# Thermistorauswertung direkt über DI



## sirbarny (6 April 2011)

Was haltet ihr von der Thermistorauswertung direkt über den DI der SPS?
(CPU315...) Sollte theoretisch kein Problem darstellen.
Wird dies so in der Praxis ausgeführt oder verwendet ihr Thermistoren nur mit Thermistorauswerterelais?

Danke
Sir


----------



## bazooqa (6 April 2011)

Das wird nicht funktionieren, da ein Thermistor ein analoges Bauteil  ist. Einen Temperaturschalter kannst du direkt auf einen DI legen, aber bei  einem Thermistor musst du zwingend ein Auswerterelais benutzen oder einen AI nehmen.


----------



## MSB (6 April 2011)

Meinst du mit Thermistor PTC oder Thermokontakt, wird begrifflich ja gerne durcheinandergewürfelt.

Bei Thermokontakt:
Sicher kein Problem sowas direkt auf den DI zu legen.

Bei Thermistor:
Eindeutig Thermistorschutzrelais, vor allem auch weil die Spannung am Thermistor nicht allzu hoch sein darf ...

Mfg
Manuel


----------



## sirbarny (7 April 2011)

Die Kennlinie des PTC steigt ab einer bestimmten Temperatur sehr steil an. Diese Temperatur ist natürlich bei den meißten Thermistoren unterschiedlich. 
Bei den Siemens DI's werden 13 - 30V als 1-Signal gewertet. Zwischen 5 und 13 V ist der Zusatnd nicht 100% definiert, aber unter 5 V auf jeden Fall 0-Signal.
Der Strom der Siemens DI-Karte beträgt ca. 7 mA, dies sollte für den PTC ebenfalls kein Problem bereiten.
Ich werde versuchen einen Test durchzuführen. Aber professionell ist diese Lösung mit Sicherheit nicht.


----------



## Sockenralf (7 April 2011)

Hallo,


sirbarny schrieb:


> Die Kennlinie des PTC steigt ab einer bestimmten Temperatur sehr steil an. Diese Temperatur ist natürlich bei den meißten Thermistoren unterschiedlich.
> Bei den Siemens DI's werden 13 - 30V als 1-Signal gewertet. Zwischen 5 und 13 V ist der Zusatnd nicht 100% definiert, aber unter 5 V auf jeden Fall 0-Signal.
> Der Strom der Siemens DI-Karte beträgt ca. 7 mA, dies sollte für den PTC ebenfalls kein Problem bereiten.
> Ich werde versuchen einen Test durchzuführen. Aber professionell ist diese Lösung mit Sicherheit nicht.


 
Du willst das aber doch niemandem verkaufen, oder?

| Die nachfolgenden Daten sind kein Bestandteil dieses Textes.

PR #267, opened 2016-06-17
Permission groups

burricks:
This code programmatically creates permission groups. The code is run after every call to 'migrate', whether or not there are any new migrations or if the programmer is working on a fresh database or not. This provides a way for dev's to standardize the creation of all the permission groups to prevent complications for developers in the future - so that they won't have to recreate all the permission groups from a database while writing or testing code. 

Of course, this is an initial proposition for the permission groups we need. They are flexible and can be altered. For an explanation of how these permission groups are to be used in code, see the wiki page named 'Permissions'.


ap/accounts/admin.py
```diff
@@ -340,3 +340,6 @@ def save_model(self, request, obj, form, change):
 admin.site.register(User, APUserAdmin)
 admin.site.register(Trainee, TraineeAdmin)
 admin.site.register(TrainingAssistant, TrainingAssistantAdmin)
+
+# Unregister Group from Admin site, to restrict Group alterations to dev's
+admin.site.unregister(Group)
```
burricks: The 'Group' model is unregistered from the Admin site so that changes can be restricted to dev's in the code. This prevents the groups from existing solely in the database.

PR #268, opened 2016-06-17
Fix seating chart

radicalray:
Rewrote jquery-seating-charts to handle focus/blur events correctly now.

Supports keypress navigation, also bootstrap popover.

Also, absorbed grid object into library initialization for seating chart creation. No can handle arbitrary amount of data stored in each cell.

TODO: Doesn't have any too utility methods to give native access to grid object within seating chart yet.

Now, we locally maintain our fork of seating chart: https://github.com/attendanceproject/jQuery-Seat-Charts


radicalray:
Merging! @jontey @davidhtien

PR #282, opened 2016-06-22
Fixed ajax bug for update books page, fixed css, cleaned up js code a…

radicalray:
… little bit

Also consolidated status flashing behavior to one function.


radicalray:
Merging!

PR #298, opened 2016-06-30
Added ability to backup scripts as well

radicalray:


radicalray:
Good job @snowboarder003 !!! Come on!

PR #328, opened 2016-07-19
Fixing Admin-related things

radicalray:
Goal of this PR:
 - [x] Swap out states object to be pythonic rather than db dependent
 - [x] added good defaults to country
 - [x] changed import to best of my abilities. @haileyl please check if I changed import correctly to accommodate changing state.

 - [x] Admin page for adding people to house/permission groups
 - [x] Fixed Roll js bug (ever expanding width from click)
 - [x] pulled out trainee_utils to prevent cyclical dependencies.


radicalray:
Tested apimport works. Merging. @haileyl Don't forget to pull origin dev before you merge/continue to develop.

PR #359, opened 2016-07-26
Roll Bugs (1st PR)

jontey:
Things fixed in this PR
- [x] Fix week selector for rolls input
- [x] Fix 1st and 2nd year filter for roll table views
- [x] Only show 1st year trainees and 2nd year that are audited
- [x] Fix click events not registering on PCs with touchscreens
- [x] Smart redraw function for Class Roll

Smaller PR's to make code review a little easier @radicalray


ap/attendance/static/attendance/js/seating-controller.js
```diff
@@ -514,10 +499,59 @@ var SeatController = {
       if (body.height() < sm.height()) {
         body.height(sm.height());
       }
+  },
 
+  // Smarter draw function.. Instead of redrawing everything
+  update: function (trainee){
+  	var t = SeatController;
+  	var i = trainee.y;
```
radicalray: What if a trainee is assigned to multiple seats by accident? What will be the result behavior?

ap/attendance/static/attendance/js/seating-controller.js
```diff
@@ -514,10 +499,59 @@ var SeatController = {
...
+    if(trainee.status == 'U'){
+      t.show_notes(seat, j, i);
+    }
+  },
 
-
+  draw_node: function(node, seat){
+  	var t = SeatController;
+  	if(node && seat){
+      if(seat.gender == t.gender){
```
radicalray: We can indicate a seat is a certain gender? O.O Didn't know we had that feature.

ap/attendance/static/attendance/js/seating-controller.js
```diff
@@ -514,10 +499,59 @@ var SeatController = {
...
+        node.html("<b>"+seat.name+"</b>");
+        node.attr('title', seat.notes);
+        if(seat.attending){
+        	node.removeClass('roll-absent uniform_tardies uniform roll-tardy left-class');
```
radicalray: Not sure what this code does? ^

ap/attendance/templates/attendance/roll_table.html
```diff
@@ -193,8 +193,8 @@
     }
     $(function (){
       setWeeks();
-          $("#select_menu option[id='week_{{ current_week }}']").attr("selected", "selected");
-          setDatesforWeek({{ current_week }});
+      $("#select_menu option[id='week_{{ current_week }}']").attr("selected", "selected");
```
radicalray: In general, try not to print django variables directly into js code. Pull to the top for easier configuration by other devs (backend) in the future.

ap/attendance/views.py
```diff
@@ -233,7 +234,7 @@ class HouseRollsView(TableRollsView):
     def get_context_data(self, **kwargs):
         user = self.request.user
         trainee = trainee_from_user(user)
-        kwargs['trainees'] = Trainee.objects.filter(house=trainee.house)
+        kwargs['trainees'] = Trainee.objects.filter(house=trainee.house).filter(Q(self_attendance=False,current_term__gt=2)|Q(current_term__lte=2))
```
radicalray: Good catch! 👍

ap/static/js/jquery.seat-charts.js
```diff
@@ -170,12 +170,23 @@
 
     //true -> deep copy!
     $.extend(true, settings, setup);
-
-    var events = Modernizr.touchevents ? 'touchstart touchend' : 'mouseup mousedown contextmenu';
+    var events = 'touchstart touchend mouseup mousedown contextmenu';
```
radicalray: Catching mouseup/mousedown on a touch device is super buggy with different behaviors across different phones. Are you sure this will be a safe fix? Previous fix was tested across 6 different phones.

ap/terms/models.py
```diff
@@ -111,7 +111,7 @@ def is_date_within_term(self, date):
         return date >= self.start and date <= self.end
 
     def startdate_of_week(self, week):
-        return self.start + timedelta(weeks=(week-1))
+        return self.start + timedelta(weeks=week)
```
radicalray: Great catch! This was what was causing the meal roll blank week0 bug!

Maybe we should update enddate_of_week too and add in comments clarifying what week ranges it's expecting as input args. Are the period calculation correct? Check the whole file.

ap/static/js/jquery.seat-charts.js
jontey: That is why I have the preventdefault. Then the mouse up/down event won't
trigger if the user uses the touch event.

ap/attendance/static/attendance/js/seating-controller.js
jontey: Basically fills in the trainee name and add proper css classes.
I do the check for valid nodes and trainee here because the same logic is run everytime you want to redraw a particular node.

ap/attendance/static/attendance/js/seating-controller.js
jontey: The result wont be consistent if you have a trainee assigned multiple seat... but maybe implement that check when creating seating chart?

That brings up another problem... If the ajax call returns and we try to update the value but the user changed the section so the trainee's seat either moves or is not shown anymore. We could be updating with stale info.... Need to implement check for this case

radicalray: Good edge case you bring up. Yea, you'll need to write a translation function that translates x, y to currently displayed based on which section open. Maybe you can you reuse some logic you wrote before to calculate section display?

Also, When sections have overlapping seats, the toggle gets kind of buggy, can't really pin it down to what's the cause.

@rayoowoo is not testing your PR running on my computer and may have further comments.

rayoowoo:
- [ ] viewing the page - selecting any week will cause the previous week to be displayed. (e.g. if you select week 8 in the dropdown menu, the information for week 7 is displayed. and your selection will display week 7 as well.) 
- [ ] inputting roll statuses - finalize doesn't work
- [ ] meal rolls - roll statuses are not being saved
- [ ] not all the trainees in the seating chart appear on the class/study rolls

jontey:
Added leaveslip display for roll entry module

PR #363, opened 2016-07-27
Exams+Class Bugfix

radicalray:
Consolidated class models, rewrote much of exam frontend, performance tweak as well

 - [x] Performance tweaking for grades page (GET + POST)
 - [x] Rewrote exams frontend (HTML + JS + CSS)
 - [x] Fixed some conversion bugs (convert string to boolean, unquoted HTML attributes ```(values={{ blah }}))```


ap/exams/utils.py
```diff
@@ -39,23 +41,23 @@ def get_exam_questions(exam):
...
+        # per section are vaguely correct whenever we have an exam that has
         # when we start having exams with more than one section.
     return questions
 
-def get_exam_questions_for_section(exam, section_id):
-    section = get_exam_section(exam, section_id)
-    questions = []
-    if (section == None):
-        return None
+# def get_exam_questions_for_section(exam, section_id):
```
radicalray: Delete duplicate entry.

PR #368, opened 2016-07-29
Ss Merge models to get rid of conflicts

radicalray:


radicalray:
Merging in the models!

PR #20, opened 2021-05-31
merge master with dev/sz

sebastian-zieba:


kevin218:
I'm confused by this request.  It looks like you're updating dev/sz from master, which shouldn't need a pull request.

PR #21, opened 2021-06-01
Dev/lk

lkreidberg:
- added __init__.py files to a few subdirectories so that setup.py can find them (and eventually make the package pip installable)
- commented out a few imports for WFC3 legacy code (missing image_registration.py and hst_scan.py)
- added julday.py from POET
- added .ecf to the .gitignore so that we don't have path clashes every time we merge a branch


kevin218 (approved):
I included the WFC3 files for reference when coding.  They should not be used at any point.

PR #27, opened 2021-06-16
Pull request from dev/sz to main: Data, MetaData Classes & AstroPy table

sebastian-zieba:
Changes:
- new class: Data: contains data extracted from the fits files (like data, err, dq, wave) and the respective subarrays.
- new class: MetaData: contains settings from the ecf and other values (but no arrays)
- spectra flux, time and wavelength are being saved into an astropy table using format='ecsv'
- added template ecfs for the hackathon in demos/S3
- "isplots" and "testing" flags have been moved from run_eureka.py to the ecf
-  fixed bug in run_eureka.py for S4 ev.eventlabel, ev.workdir -> ev3.eventlabel, ev3.workdir
- renamed savetable.py into astropytable.py (can also read a table now)
- moved the plot saving in S4 into a new file called plots_s4.py
- moved the unit conversion from S3 to nircam.py


lkreidberg (approved):
THIS LOOKS AWESOME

Ich würde dich zuerst teeren, dann federn und anschließend vom Hof jagen *ROFL*


MfG


----------



## sirbarny (8 April 2011)

@Sockenralf: Besser als vierteilen ;-)

Ich bin viel unterwegs, z.B. Südafrika, Venezuela, Mexiko usw. 
Wenn dann für vorhandene Maschinen eine kurzfristige Umrüstung erforderlich ist, dann habe ich nicht immer sofort alle benötigten Materialien zur Verfügung. 
Ich finde: Besser ein gutes Provisorium als überhaupf kein Schutz, besonders in den heißen Ländern.
Sir


----------



## Oberchefe (8 April 2011)

Das sind dann die Maschinen, die fünf Jahre laufen bis die Eingangskarte getauscht wird. Mit der neuen Karte funktioniert es bedingt durch Exemplarstreueung nicht mehr und man sucht einen Weile nach dem Fehler.
Leider sieht der Kunde so einen Murks erst mal nicht als solchen an, er vermutet sogar, er wäre beim Konkurenzangebot über den Tisch gezogen worde weil das ja einiges teurer ist.


----------